OverviewAt baking time, loaves should be slashed. This means that cuts are made on top with a very sharp blade.
These cuts are to create weak spots in the crust, and it's from these (like chimneys), that steam and CO2 can escape from the dough and that's how you get well risen bread. It's not just a decorative thing, but cut well your bread will have a professional look.
If you don't slash your bread, it will rise less and have a stronger/harder crust.
|To slash well, it's no secret, you need a very sharp blade. A knife, even a sharp one, is not enough.|
The best tool is a professional baker's blade, a kind of razor blade on a plastic handle. But it's rather expensive and hard to find.
|A cheaper solution is to make your own tool, by putting a razor blade on an aluminium handle with two screws. It can then be held safely, and can be dipped in water during use.|
How to slit ?
It's simple and complicated at the same time. Simple because you just have to makes slits in the dough, and complicated because their shape and direction influence how the bread cooks. Basically there are 3 main French ways to slash bread: classic, saucisson or polka.
the bread is slashed with medium sized cuts, more or less along the loaf, but which overlap for about 1/3 of their length.
This time the cuts are parallel and diagonally across the loaf.
Cuts are crossed, in both directions.
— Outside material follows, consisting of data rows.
PR #34112, opened 2023-11-14
Blogroll: Allow non-wpcom sites to be suggested

renancarvalho:
## Proposed changes:

Currently, Blogroll only allows `wpcom` sites to be suggested by site editors, this PR makes it possible to suggest non-wpcom sites, for instance `www.google.com`.

## Testing instructions:

* Apply and sync this branch to your local environment
* Open your simple site in the editor `wp-admin`
* Add the blogroll block and click on the `plus` button to add another item
* If you type a valid domain, you should be able to select it. Try `www.google.com` or any other valid domain.
* For these non-wpcom sites, we can't allow users to subscribe. Therefore, the subscribe button is invisible for the final users.

image

### Other information:


projects/plugins/jetpack/extensions/blocks/blogroll/utils.js
```diff
@@ -8,14 +8,15 @@ export function createBlockFromRecommendation( attrs ) {
 }
 
 export function createBlockFromSubscription( subscription ) {
-	const { blog_id, site_icon, URL, name, description } = subscription;
+	const { blog_id, id, site_icon, URL, name, description, is_non_wpcom_site } = subscription;
 
 	return createBlockFromRecommendation( {
-		id: blog_id,
```
agrullon95, line 14: I'm seeing a 'Saving failed` error when I manually search and add a WPCOM site.
CleanShot 2023-11-16 at 15 06 32@2x

I no longer see the error if I change this line from `id: blog_id || id` to `id: blog_id`. Do we need the additional `id` value?

projects/plugins/jetpack/extensions/blocks/blogroll/use-get-site-details.js
```diff
@@ -12,12 +12,21 @@ export default function useGetSiteDetails( { siteURL, subscriptions, enabled = f
 
 	if ( wpcomSite ) {
 		results.unshift( {
-			id: wpcomSite?.ID,
+			blog_id: wpcomSite?.ID,
 			description: wpcomSite?.description,
 			URL: wpcomSite?.URL,
 			site_icon: getSiteIcon( wpcomSite?.logo?.url ),
 			name: wpcomSite?.name,
```
agrullon95: Not a blocker, but can we add `is_non_wpcom_site: false` to this for object structure consistency?

agrullon95 (dismissed):
I was able to manually add a wpcom site and non wpcom site.
Both appeared correctly on the frontend. The wpcom site had the subcribe button available and the non wpcom site did not have the subscribe button available.

I left comments related to `saving failed` error I ran into when adding and saving a WPCOM site.

heavyweight:
https://github.com/Automattic/jetpack/assets/7000684/6dcc70a3-37d3-4475-b134-4b496b478549

For some reason, I get an invalid site being added see video.
Debugging this..

heavyweight (changes requested):
the wrong replacement that happens is 
```
<!-- wp:jetpack/blogroll-item {"id":156306909,"name":"The View from Where I Sit","url":"https://theviewfromwheresit.blog","description":"Disability Advocacy and Empowerment"} /--></div>
<!-- /wp:jetpack/blogroll -->
```

projects/plugins/jetpack/extensions/blocks/blogroll/use-get-site-details.js
```diff
@@ -12,12 +12,21 @@ export default function useGetSiteDetails( { siteURL, subscriptions, enabled = f
...
 		} );
+	} else if ( validDomain && ! isLoading ) {
+		results.unshift( {
+			blog_id: validDomain,
```
heavyweight, line 26: `blog_id: validDomain` doesn't make sense to keep and track imo

projects/plugins/jetpack/extensions/blocks/blogroll/utils.js
renancarvalho: Thank you for reviewing, the issue was because sites coming from blogroll suggestions had their ID as a string and sites coming from search itself had them as integers. Apparently, it was not failing in the BE but showing this message in the FE. I pushed a change to threat all IDs as strings that fixed this issue.

projects/plugins/jetpack/extensions/blocks/blogroll/use-get-site-details.js
renancarvalho: This happens because our API is returning `Facebook` as a wpcom site, which obviously is not. I could also see it happening with `gmail.com`. I am digging this API to understand why it happens, but it is for sure nothing related to blogroll only. Likewise, I believe whoever uses `https://public-api.wordpress.com/rest/v1.1/sites` API is exposed to it.

renancarvalho: We need to have a unique ID somehow, empty IDs won't work. Since these `non_wpcom_sites` have no ID, we thought we could use their URL, which is unique and the only information we have about it, since the ID is a string, it works fine.

renancarvalho:
> Screen.Recording.2023-11-20.at.21.16.24.mov 
> For some reason, I get an invalid site being added see video. Debugging this..

This happens because our API is returning Facebook as a wpcom site, which obviously is not. I could also see it happening with gmail.com. I am digging this API to understand why it happens, but it is for sure nothing related to blogroll only. Likewise, I believe whoever uses https://public-api.wordpress.com/rest/v1.1/sites API is exposed to it.

heavyweight (dismissed):
Tested together on a call and looking good

heavyweight (approved):

PR #33969, opened 2023-11-06
Social: Fix store/initial-state out of sync issue

gmjuhasz:
In our store, a feature is available if the main Jetpack Social toggle is on. Right now if you have Jetpack Social off, and go to the settings page, turning Jetpack Social on will show SIG and auto conversion off even if they are on in the settings, as the initial state was loaded with Jetpack Social off

## Proposed changes:

* Refresh the store from the blog options when we turn Jetpack Social on

### Other information:

- [ ] Have you written new tests for your changes, if applicable?
- [ ] Have you checked the E2E test CI results, and verified that your changes do not break them?
- [ ] Have you tested your changes on WordPress.com, if applicable (if so, you'll see a generated comment below with a script to run)?

## Jetpack product discussion

https://github.com/orgs/Automattic/projects/733/views/2?pane=issue&itemId=43051048
## Does this pull request change what data or activity we track or use?

No.
## Testing instructions:

* Open up your site and turn off Jetpack Social off on the admin page. Refresh the page and turn it on.
* After loading the features should be on if they were on before turning the feature off
* Without this change following these steps will show the features being off.

PR #34113, opened 2023-11-14
Social: Refactor feature option storing

gmjuhasz:
This change refactors how we store our options for SIG and auto conversion. We moved to use the register_setting function, this way we need no Rest controllers.
It's easier to review this following the commits.

FEATURE BRANCH OTHER PRs:
* Social: Remove deprecated feature files #34114
* Social: Refresh store on Publicize module toggle via 1 call #34142

## Proposed changes:

* f37dd1a70f2259ef236166a183b2eec1c1c1f2c5 - Added the new settings file and tests for it.
* d00d07e9d311f341e33b250b224c18a1f73cb359 - Updated the initial state, so it uses the new object. Also changed every usage where SIG needed the default template
* 012eb2ce2482f79ea11ff7a40c6ba08d38696a39 - This commit updates the UI parts to match the new data structure, and also updates the store so it calls the core wp/v2 endpoint to retrieve and update the settings.

### Other information:

## Jetpack product discussion

https://github.com/orgs/Automattic/projects/733/views/2?pane=issue&itemId=44049666

No.
## Testing instructions:

This probably needs a lot of testing to see that everything is working. You can run the tests on the backend with `composer run test-php` from the `publicize` folder.

To test the flow you can do the following:
* Have both Jetpack and Jetpack Social enabled. Open up The Jetpack Settings, and go to the sharing section. On another tab open up the Social admin page.
  * Toggle on/off SIG and the conversion in one of the pages, then refreshing the other page should reflect the changes. Try to change the template too.
  * Make sure that turning the main module off, refreshing, then turning it on shows the correct values.
* Have the conversion on, then create a new post. The default state of SIG in the editor should match the state of the toggle in the admin page. 

* Clear the dismissed notices with `jetpack docker wp option delete jetpack_social_dismissed_notices`
* Open up a new post with the conversion on, then upload an invalid image that can be converted. You should see the notice that the image will be converted. 
  * Click on change settings, then turn the conversion off
  * Switch back to the other tab, the page should reflect the changes without needing to refresh it


projects/js-packages/publicize-components/src/social-store/controls.js
```diff
@@ -92,23 +92,31 @@ export default {
...
+		return apiFetch( {
+			path: '/wp/v2/settings?_fields=jetpack_social_autoconvert_images',
+		} );
 	},
 	[ UPDATE_AUTO_CONVERSION_SETTINGS ]: function ( action ) {
 		return apiFetch( {
-			path: '/jetpack/v4/auto-conversion/settings',
+			path: '/wp/v2/settings',
 			method: 'POST',
-			data: action.settings,
```
manzoorwanijk, line 111: Why do we need multiple API calls? Can we make a single API call to get all the settings at once?

manzoorwanijk: We can add the settings fields separated by comma

`/wp/v2/settings?_fields=jetpack_social_image_generator_settings,jetpack_social_autoconvert_images`

pablinos: Yes, to fetch the settings we can just have one call.

gmjuhasz: Yeah, I'll do that.

gmjuhasz: This turned out to be a bigger change as I had to remove the old refreshes introduced in #33969, so I added the store functions in b6952a283d187e95d955adda49092e834a6cd2b2 and created another PR on this branch for the others #34142

manzoorwanijk (dismissed):
This works well now

manzoorwanijk (dismissed):

projects/packages/publicize/src/jetpack-social-settings/class-settings.php
```diff
@@ -0,0 +1,251 @@
...
+		);
+
+		// The feature cannot be enabled without Publicize.
+		if ( ! ( new Modules() )->is_active( 'publicize' ) ) {
+			$settings['autoConversionSettings']['enabled']       = false;
+			$settings['socialImageGeneratorSettings']['enabled'] = false;
+		}
+
+		if ( $with_available ) {
+			$settings['autoConversionSettings']['available']       = $this->is_auto_conversion_available();
```
pablinos, line 155: I was giving this a test, went to the Social admin page, and got this error:
```
Cannot access offset of type string on string in /usr/local/src/jetpack-monorepo/projects/packages/publicize/src/jetpack-social-settings/class-settings.php:144
```

My guess is that the options on my site are in a weird state, but we should maybe check for that. The return of `get_option` might not be an array.

pablinos (commented):
I've added a few thoughts. Probably the biggest thing we need to look at is updating things on the WPCOM side

projects/packages/publicize/src/jetpack-social-settings/class-settings.php
gmjuhasz: Added some safety checks, I tested it with clean state, then with the one someone would have coming from trunk

projects/packages/publicize/src/jetpack-social-settings/class-settings.php
```diff
@@ -0,0 +1,263 @@
...
+	 *
+	 * @return array
+	 */
+	public function get_settings( $with_available = false ) {
+		$this->migrate_old_option();
+
+		$settings = array(
+			'autoConversionSettings'       => get_option( self::OPTION_PREFIX . self::AUTOCONVERT_IMAGES, self::DEFAULT_AUTOCONVERT_IMAGES_SETTINGS ),
+			'socialImageGeneratorSettings' => get_option( self::OPTION_PREFIX . self::IMAGE_GENERATOR_SETTINGS, self::DEFAULT_IMAGE_GENERATOR_SETTINGS ),
+		);
```
pablinos, line 146: The problem I was having was that my auto conversion setting had got mangled in some way. And was set to just `1` rather than `[ 'enabled' => 1]`. I'm not sure we need to do anything much here, but we could check for it during migration.

projects/packages/publicize/src/jetpack-social-settings/class-settings.php
```diff
@@ -0,0 +1,263 @@
...
+	 * jetpack_social_image_generator_settings option. Now they are stored in the jetpack_social_settings
+	 * together with the auto conversion settings.
+	 *
+	 * TODO: Work out if this is possible on plugin upgrade
+	 *
+	 * @return void
+	 */
+	private function migrate_old_option() {
+		$auto_conversion_settings = get_option( 'jetpack_social_settings' );
+		if ( ! empty( $auto_conversion_settings['image'] ) ) {
```
pablinos: How about checking `empty( $auto_conversion_settings )` here? If we have any settings then we want to migrate them, and if someone has disabled the auto-conversion this will be `false` and we'll go back to the default which is `true`

projects/packages/publicize/src/jetpack-social-settings/class-settings.php
```diff
@@ -0,0 +1,263 @@
...
+			update_option( self::OPTION_PREFIX . self::AUTOCONVERT_IMAGES, array( 'enabled' => $auto_conversion_settings['image'] ) );
```
pablinos: Probably need to check the logic here, but then this would be something like:

```suggestion
			update_option( self::OPTION_PREFIX . self::AUTOCONVERT_IMAGES, array( 'enabled' => ! empty( $auto_conversion_settings['image'] ) ) );
```

projects/packages/publicize/src/jetpack-social-settings/class-settings.php
pablinos: What safety checks did you add? My problem was that `$settings['autoConversionSettings']` wasn't an array, which would probably not happen anywhere but my mangled dev site, but would it be worth validating the shape of the options that we get? Maybe that's overkill!

pablinos (commented):
Once I fixed my rogue setting problem it's working well. I'm not sure how much we want to safeguard against that, but there might be a couple of things worth adding.

gmjuhasz:
@pablinos 
>What safety checks did you add? My problem was that $settings['autoConversionSettings'] wasn't an array, which would probably not happen anywhere but my mangled dev site, but would it be worth validating the shape of the options that we get? Maybe that's overkill!

I think now I made sure that the object shape is correct, if it's not, the migration will run, and then it will be. That runs before getting here, so it should be fine I think.

projects/packages/publicize/src/jetpack-social-settings/class-settings.php
gmjuhasz: https://github.com/Automattic/jetpack/pull/34113/commits/0ba898a4fa9547ec6d74da7c16b70d0257a7e0e7

projects/packages/publicize/src/jetpack-social-settings/class-settings.php
gmjuhasz: https://github.com/Automattic/jetpack/pull/34113/commits/0ba898a4fa9547ec6d74da7c16b70d0257a7e0e7

projects/plugins/jetpack/tests/php/sync/test_class.jetpack-sync-options.php
```diff
@@ -219,6 +219,7 @@ public function test_sync_default_options() {
 			'jetpack_publicize_options'                    => array(),
 			'jetpack_connection_active_plugins'            => array( 'jetpack' ),
 			'jetpack_social_settings'                      => array( 'image' => true ),
```
pablinos, line 221: Do you think we should stop syncing this one?

pablinos (commented):
This looks good to me now. I wondered if we should stop syncing the other option, but otherwise, I think we might be able to finally get it merged!

projects/plugins/jetpack/tests/php/sync/test_class.jetpack-sync-options.php
gmjuhasz: I think we talked about leaving it for now on Friday, and let's remove it in the next one

projects/js-packages/publicize-components/src/social-store/actions/jetpack-social-settings.js
```diff
@@ -0,0 +1,39 @@
...
+		yield setSocialImageGeneratorSettings(
+			updatedSettings.jetpack_social_image_generator_settings
+		);
+		return true;
+	} catch ( e ) {
+		return false;
+	} finally {
+		yield setUpdatingAutoConversionSettingsDone();
+		yield setUpdatingSocialImageGeneratorSettingsDone();
+	}
```
manzoorwanijk, line 34: TIL that `finally` block is executed before the `return` statement inside `try/catch`.

manzoorwanijk (approved):
I tested it with and without Jetpack plugin and it works fine and the code also looks good.

projects/packages/publicize/src/jetpack-social-settings/class-settings.php
```diff
@@ -0,0 +1,263 @@
...
+					'schema' => array(
+						'type'       => 'object',
+						'properties' => array(
+							'enabled' => array(
+								'type' => 'boolean',
+							),
+						),
+					),
+				),
+				'type'         => 'boolean',
```
pablinos, line 101: I think something might be wrong here, this type should be `object`. Do you think that's how it ended up being the empty string? I think maybe something has been cast as a boolean and it's evaluated to false.

PR #34130, opened 2023-11-14
Paywall Block: Better access question

lezama:
See p9Jlb4-911-p2#comment-9659

## Proposed changes:

Screenshot 2023-11-14 at 19 01 29

For Simple Sites:

Subscriber-only paywall -> Already a subscriber? Log in.
Paid-subscriber only paywall -> Already a paid subscriber? Log in.
Higher tier paywall -> Already a higher-tier paid subscriber? Log in.

For Jetpack sites:

Subscriber-only paywall -> Already a subscriber?
Paid-subscriber only paywall -> Already a paid subscriber?
Higher tier paywall -> Already a higher-tier paid subscriber?

### Other information:

## Testing instructions:

* Test paywalls on Jetpack and Simple sites.

### DIFF
--- a/projects/plugins/jetpack/extensions/blocks/subscriptions/subscriptions.php
+++ b/projects/plugins/jetpack/extensions/blocks/subscriptions/subscriptions.php
@@ -987,11 +987,9 @@ function get_paywall_blocks( $newsletter_access_level ) {
 
 		}
 	} else {
-		$access_question = get_paywall_access_question( $newsletter_access_level );
 		if ( ( new Host() )->is_wpcom_simple() ) {
 			// custom domain
-			$sign_in_link     = wpcom_logmein_redirect_url( get_current_url(), false, null, 'link', get_current_blog_id() );
-			$access_question .= ' ' . __( 'Log in.', 'jetpack' );
+			$sign_in_link = wpcom_logmein_redirect_url( get_current_url(), false, null, 'link', get_current_blog_id() );
 		} else {
 			$sign_in_link = add_query_arg(
 				array(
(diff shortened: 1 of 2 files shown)


projects/plugins/jetpack/extensions/blocks/subscriptions/subscriptions.php
```diff
@@ -1046,14 +1047,14 @@ function get_paywall_access_question( $post_access_level ) {
 			if ( $tier !== null ) {
 				return sprintf(
 				// translators:  Placeholder is the tier name
-					__( 'I am already a <i>%s</i> paid-subscriber', 'jetpack' ),
+					__( 'Already a <i>%s</i> paid subscriber?', 'jetpack' ),
```
simison: We talked with @crisbusquets to drop the tier name in the mid-sentence out, but didn't actually come up with alternative that I remember.

crisbusquets: This was the last solution we discussed:

Subscriber-only paywall -> Already a subscriber? Log in.
Paid-subscriber only paywall -> Already a paid subscriber? Log in.
Higher tier paywall -> Already a higher-tier paid subscriber? Log in.

The 'Log in' is the link. Or maybe everything could be clickable. What do you think?

simison: Nice, thanks! 👍 

Let's drop "Log in" as pre-caution to issues Fab and Miguel were raising, make sure that all sentences are question format (that makes it more actionable rather than without question mark like it's in production) and make the whole sentence clickable/underlined.

lezama: Perfect, thanks, applied your suggestions.

projects/plugins/jetpack/extensions/blocks/subscriptions/subscriptions.php
```diff
@@ -1046,14 +1045,14 @@ function get_paywall_access_question( $post_access_level ) {
...
```
simison: Needs updating, see copy Cris shared below.

simison (dismissed):
Approving based on code review (untested). Just small copy update still and then we're good.

projects/plugins/jetpack/extensions/blocks/subscriptions/subscriptions.php
lezama: done

simison (approved):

It's a cut usually reserved for round loaves.
I almost never succeed with the classic cut, so I do my personal version by making cuts along the length but staggered.
Once the style has been choosen, the cutting angle is also important:
If you cut vertically, you bread will not get "ears" when cooking, those characteristic forms on the top.
If you cut with the blade at a 45° angle, your bread will get its "ears" during baking, and have a professional look.